YOUR TASK | Using the data that follows, give the number of lines in which the word "numpy" occurs. Write only the number.

Collection entries |
* * * * * * * * *

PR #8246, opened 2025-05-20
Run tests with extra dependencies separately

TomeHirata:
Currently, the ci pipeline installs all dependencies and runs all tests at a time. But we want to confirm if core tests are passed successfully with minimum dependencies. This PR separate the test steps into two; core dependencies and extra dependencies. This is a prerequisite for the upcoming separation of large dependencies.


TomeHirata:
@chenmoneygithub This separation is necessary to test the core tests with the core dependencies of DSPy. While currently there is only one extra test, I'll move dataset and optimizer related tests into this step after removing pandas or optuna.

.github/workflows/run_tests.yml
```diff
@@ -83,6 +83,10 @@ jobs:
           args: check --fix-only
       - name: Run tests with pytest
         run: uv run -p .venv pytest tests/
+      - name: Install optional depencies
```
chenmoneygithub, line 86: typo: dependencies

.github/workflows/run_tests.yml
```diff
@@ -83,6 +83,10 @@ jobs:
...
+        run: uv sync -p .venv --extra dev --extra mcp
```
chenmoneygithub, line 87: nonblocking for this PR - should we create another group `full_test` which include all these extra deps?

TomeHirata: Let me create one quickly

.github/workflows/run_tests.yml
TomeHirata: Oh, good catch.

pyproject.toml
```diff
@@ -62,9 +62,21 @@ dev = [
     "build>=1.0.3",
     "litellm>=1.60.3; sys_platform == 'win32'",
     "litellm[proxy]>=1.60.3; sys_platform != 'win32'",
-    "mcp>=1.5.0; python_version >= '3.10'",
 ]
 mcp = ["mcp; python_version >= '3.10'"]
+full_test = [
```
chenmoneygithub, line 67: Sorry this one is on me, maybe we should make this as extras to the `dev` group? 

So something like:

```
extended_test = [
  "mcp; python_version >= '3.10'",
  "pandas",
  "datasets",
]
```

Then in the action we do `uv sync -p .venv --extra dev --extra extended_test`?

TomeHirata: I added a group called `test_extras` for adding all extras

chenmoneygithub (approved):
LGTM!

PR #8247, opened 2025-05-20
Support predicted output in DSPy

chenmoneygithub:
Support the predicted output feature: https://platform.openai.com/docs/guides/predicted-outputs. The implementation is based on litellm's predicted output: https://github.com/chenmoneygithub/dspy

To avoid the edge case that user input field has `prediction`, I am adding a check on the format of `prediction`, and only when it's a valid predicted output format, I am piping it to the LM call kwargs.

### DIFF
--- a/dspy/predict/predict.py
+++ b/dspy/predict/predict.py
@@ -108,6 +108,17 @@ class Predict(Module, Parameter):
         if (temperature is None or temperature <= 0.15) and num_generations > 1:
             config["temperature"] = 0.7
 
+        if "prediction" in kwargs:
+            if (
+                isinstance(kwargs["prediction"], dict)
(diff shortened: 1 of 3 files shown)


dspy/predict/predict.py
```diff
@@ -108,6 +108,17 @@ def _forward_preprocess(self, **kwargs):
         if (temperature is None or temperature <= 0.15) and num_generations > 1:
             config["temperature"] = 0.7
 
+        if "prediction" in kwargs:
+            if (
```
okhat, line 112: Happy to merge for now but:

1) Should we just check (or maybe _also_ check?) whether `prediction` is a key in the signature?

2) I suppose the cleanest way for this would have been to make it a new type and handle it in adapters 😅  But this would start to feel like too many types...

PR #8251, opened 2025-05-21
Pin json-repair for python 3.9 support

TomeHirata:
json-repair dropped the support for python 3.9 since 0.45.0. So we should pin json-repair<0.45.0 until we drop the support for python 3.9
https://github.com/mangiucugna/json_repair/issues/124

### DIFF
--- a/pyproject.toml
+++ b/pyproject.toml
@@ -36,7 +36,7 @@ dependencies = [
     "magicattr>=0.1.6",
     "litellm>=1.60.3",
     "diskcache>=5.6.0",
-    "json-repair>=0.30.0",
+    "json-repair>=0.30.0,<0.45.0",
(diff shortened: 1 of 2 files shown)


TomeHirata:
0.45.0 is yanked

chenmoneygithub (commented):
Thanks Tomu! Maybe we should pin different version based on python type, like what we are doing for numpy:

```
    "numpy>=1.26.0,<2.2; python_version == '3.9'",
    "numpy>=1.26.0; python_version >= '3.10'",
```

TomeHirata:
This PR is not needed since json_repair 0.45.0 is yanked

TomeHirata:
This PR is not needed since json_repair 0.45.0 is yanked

* * * * * * * * *

FINISHED TASK | 3